Show HN: Continuo, a simple activity tracker for iPhone - bornon5
http://continuoapp.com/
======
bornon5
Hi, developer here! I’ve taught myself to code over the past 16 months, and
last year I released my first app, a simple tip calculator. I’m excited to
release this somewhat more substantial app.

I was inspired to make Continuo as a replacement for a pen-and-paper calendar
I’ve kept since 2012. It’s based around the idea of recording the activities
you do each day, without getting bogged down in specific numbers.

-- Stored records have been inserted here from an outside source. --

PR #9745, opened 2026-01-13
Allow users to select moby storage driver

### LINKED ISSUE #9732: Add `container-engine.moby-storage-driver` setting

mook-as:
This changes how we configure the moby containerd-snapshotter to be based on what images the user has.  Also adds a preference so the user can override it (but without UI).

Fixes #9732

### DIFF
--- a/pkg/rancher-desktop/main/commandServer/settingsValidator.ts
+++ b/pkg/rancher-desktop/main/commandServer/settingsValidator.ts
@@ -33,8 +33,8 @@ type settingsLike = Record<string, any>;
  * @param fqname The fully qualified name of the setting, for formatting in error messages.
  * @returns boolean - true if the setting has been changed otherwise false.
  */
-type ValidatorFunc<S, C, D> =
-  (mergedSettings: S, currentValue: C, desiredValue: D, errors: string[], fqname: string) => boolean;
+type ValidatorFunc<S, C, D, N extends string> =
+  (mergedSettings: S, currentValue: C, desiredValue: D, errors: string[], fqname: N) => boolean;
 
 /**
  * SettingsValidationMapEntry describes validators that are valid for some
@@ -42,13 +42,16 @@ type ValidatorFunc<S, C, D> =
  * for that subtree, or an object containing validators for each member of the
  * subtree.
  */
-type SettingsValidationMapEntry<S, T> = {
+type SettingsValidationMapEntry<S, T, N extends string = ''> = {
   [k in keyof T]:
-  T[k] extends string | string[] | number | boolean ?
-    ValidatorFunc<S, T[k], T[k]> :
-    T[k] extends Record<string, infer V> ?
-  SettingsValidationMapEntry<S, T[k]> | ValidatorFunc<S, T[k], Record<string, V>> :
-      never;
+  k extends string ?
+    T[k] extends string | string[] | number | boolean ?
+      ValidatorFunc<S, T[k], T[k], N extends '' ? k : `${ N }.${ k }`> :
+      T[k] extends Record<string, infer V> ?
+        SettingsValidationMapEntry<S, T[k], N extends '' ? k : `${ N }.${ k }`> |
+          ValidatorFunc<S, T[k], Record<string, V>, N extends '' ? k : `${ N }.${ k }`> :
+        never :
+    never;
 };
 
 /**
@@ -256,7 +259,7 @@ export default class SettingsValidator {
       } else if (typeof (newSettings[k]) === 'object') {
         if (typeof allowedSettings[k] === 'function') {
           // Special case for things like `.WSLIntegrations` which have unknown fields.
-          const validator: ValidatorFunc<S, any, any> = allowedSettings[k];
+          const validator: ValidatorFunc<S, any, any, any> = allowedSettings[k];
 
           changeNeededHere = validator.call(this, mergedSettings, currentSettings[k], newSettings[k], errors, fqname);
         } else {
@@ -265,7 +268,7 @@ export default class SettingsValidator {
           errors.push(`Setting "${ fqname }" should be a simple value, but got <${ JSON.stringify(newSettings[k]) }>.`);
         }
       } else if (typeof allowedSettings[k] === 'function') {
-        const validator: ValidatorFunc<S, any, any> = allowedSettings[k];
+        const validator: ValidatorFunc<S, any, any, any> = allowedSettings[k];
 
         changeNeededHere = validator.call(this, mergedSettings, currentSettings[k], newSettings[k], errors, fqname);
       } else {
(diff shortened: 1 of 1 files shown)


pkg/rancher-desktop/backend/backendHelper.ts
```diff
@@ -373,19 +373,56 @@ export default class BackendHelper {
...
    */
-  static async writeMobyConfig(vmx: VMExecutor, configureWASM: boolean) {
+  static async configureMobyStorage(vmx: VMExecutor, storageDriver: 'classic' | 'snapshotter' | 'auto', configureWASM: boolean) {
+    // Due to issues with a botched migration, we will need to provide more logic
+    // to determine whether to use the containerd-snapshotter backend for moby
+    // storage.  See https://github.com/rancher-sandbox/rancher-desktop/issues/9732
+    // for more details.
+
+    // If this file exists, we assume that there is data in the snapshotter store.
+    const snapshotterFlagFile = '/var/lib/docker/containerd/daemon/io.containerd.snapshotter.v1.overlayfs/metadata.db';
```
jandubois: I think this is the wrong test: even if you delete all images, the `metadata.db` file will never get deleted. A better test is to read the `snapshots` directory in the same place. If it is empty, then there are no layers in the store, and without layers there are no images.

I could not find a way to get the actual count of images in the snapshotter without using the API.

```console
# One image
$ tree
.
├── metadata.db
└── snapshots
    └── 3
        ├── fs
        │   └── extension-proxy
        └── work

4 directories, 2 files

# After deleting the image
$ tree
.
├── metadata.db
└── snapshots

1 directories, 1 files
```

pkg/rancher-desktop/backend/backendHelper.ts
```diff
@@ -373,19 +373,56 @@ export default class BackendHelper {
...
+    // If this file exists, we assume that there is data in the classic storage.
+    const classicFlagFile = '/var/lib/docker/image/overlay2/repositories.json';
```
jandubois: This file too is not deleted when all images are removed. Similarly to the `snapshotter` case I would count the entries in `/var/lib/docker/image/overlay2/imagedb/content/sha256/`. In this case these are actually images and not just layers, so we even know how many images we have.

jandubois:
> When the user sets `experimental.containerEngine.webAssembly.enabled` to `true` and `containerEngine.mobyStorageDriver` is set to `classic`, then it must be automatically changed to `auto`, otherwise the WebAssembly option is going to break.

Just realized that theoretically the `mobyStorageDriver` could be locked by deployment profile. In that case we must not set it to `auto`, but prevent switching the WebAssembly setting.

Theoretically we lock the WebAssembly setting when the storage driver is locked to `classic`, but just returning a validation failure seems easier and good enough.

mook-as:
> When the user sets `experimental.containerEngine.webAssembly.enabled` to `true` and `containerEngine.mobyStorageDriver` is set to `classic`, then it must be automatically changed to `auto`, otherwise the WebAssembly option is going to break.
> 
> When WebAssembly is already enabled, and the user tries to set the storage driver to `classic`, they should get a validation failure.
> 
> I understand that this is unsymmetrical, but the WebAssembly option was like this before, silently switching to the snapshotter.

I opted to do the symmetrical thing instead: report an error (ideally specific to the desired change) when the resulting combination would produce the undesired moby + WASM + classic.  The user must have done something (at least to force switch to classic mode), so we don't do anything to try to force preferences around which can be confusing.

e2e/backend.e2e.spec.ts
```diff
@@ -21,6 +21,9 @@ test.describe.serial('KubernetesBackend', () => {
 
   test.beforeAll(async({ colorScheme }, testInfo) => {
     [electronApp, page] = await startSlowerDesktop(testInfo, {
+      kubernetes: {
+        enabled: false,
+      },
```
jandubois, line 26: I meant to ask: why is this needed? I assume just to speed up the test. If there is any other reason, then it needs a comment in the commit message.

pkg/rancher-desktop/main/commandServer/settingsValidator.ts
```diff
@@ -391,6 +399,29 @@ export default class SettingsValidator {
...
+      const message = {
+        'containerEngine.name':                             'Cannot switch to moby container engine with classic storage when WASM is enabled.',
+        'experimental.containerEngine.webAssembly.enabled': 'Cannot enable WASM with classic storage for moby.',
+        'containerEngine.mobyStorageDriver':                'Cannot switch to classic storage for moby when WASM is enabled.',
+      }[fqname];
+
+      if (currentValue !== desiredValue) {
+        errors.push(message ?? `WASM cannot be used with classic storage for moby.`);
+      }
+      this.isFatal = true;
```
jandubois: Should the `isFatal` be inside the if-block? Otherwise we get a fatal error without a message?

Also how can `message` still be undefined inside the if-block? Is this just guarding against a bug elsewhere in the validator?

jandubois (approved):
Looks fine, but I don't understand the logic in `checkWASMWithMobyStorage`. Please confirm it is correct as is!

e2e/backend.e2e.spec.ts
mook-as: I'll amend the commit: this is needed because we no longer raise the expected errors when the new settings _disable_ Kubernetes.

pkg/rancher-desktop/main/commandServer/settingsValidator.ts
mook-as: Good point, I'll move that.

The `message` can only be undefined for TypeScript reasons; it isn't smart enough to realize that `fqname` must be one of the three keys.

mook-as (commented):
Yeah, I didn't trust myself with `checkWASMWithMobyStorage` that much either, that's why I added the extra test.

The core of the logic:

https://github.com/rancher-sandbox/rancher-desktop/blob/7a255d6edeff90f1bc6ea228e34f9b245c9080fc/pkg/rancher-desktop/backend/backendHelper.ts#L403-L418

is basically the proposal from #9732 but using `auto` instead of unset.

Past that, it's just ensuring that `dirHasChildren` is implemented correctly.

jandubois (commented):
Thanks, LGTM

PR #9760, opened 2026-01-16
networking: Fix macOS CA management

### LINKED ISSUE #9755: Root CA cert is not installed in the VM
1.22.0-rc1 on macOS 26 with Moby after a factory reset.

The cert is installed in the local keychain but not inside the VM.

```console
❯ docker pull alpine
Using default tag: latest
latest: Pulling from library/alpine
f6b4fb944634: Pull complete
4fbdf2544c91: Download complete
0d38fd5b3194: Download complete
Digest: sha256:865b95f46d98cf867a156fe4a135ad3fe50d2056aa3f25ed31662dff6da4eb62
Status: Downloaded newer image for alpine:latest
docker.io/library/alpine:latest

❯ docker pull registry.suse.de/suse/containers/caps/2/containers/registry/harbor-nginx:2.0.2
Error response from daemon: failed to resolve reference "registry.suse.de/suse/containers/caps/2/containers/registry/harbor-nginx:2.0.2": failed to do request: Head "https://registry.suse.de/v2/suse/containers/caps/2/containers/registry/harbor-nginx/manifests/2.0.2": tls: failed to verify certificate: x509: certificate signed by unknown authority
```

Feedback is welcome. Thanks for looking!

------
jen729w
YES YES YES I have wanted something just like this for so long. I want a nice
high-level view of which "optional" tasks I'm doing. Am I learning French for
half an hour a day? Good job, me. Am I exercising? Eugh, probably not, c'mon
Johnny, step it up there boy.

I'm a very visual person and this looks gorgeous; having it all in one place,
rather than trying to track "half an hour learning French on Wednesday" in my
French notes, is perfect.

I'm downloading this now. Thanks in advance, bornon5 - I'll leave a review on
the App Store proper if I like the app after a few days' use.

Update: it's gorgeous. I love that I don't have to define "30 minutes of
French per day" \- I just fill the bar depending on how much _I_ know _I_ did;
was ten minutes today enough, given my schedule and mood? Perhaps it was.

Perfect, just perfect. $2 spent. Thanks.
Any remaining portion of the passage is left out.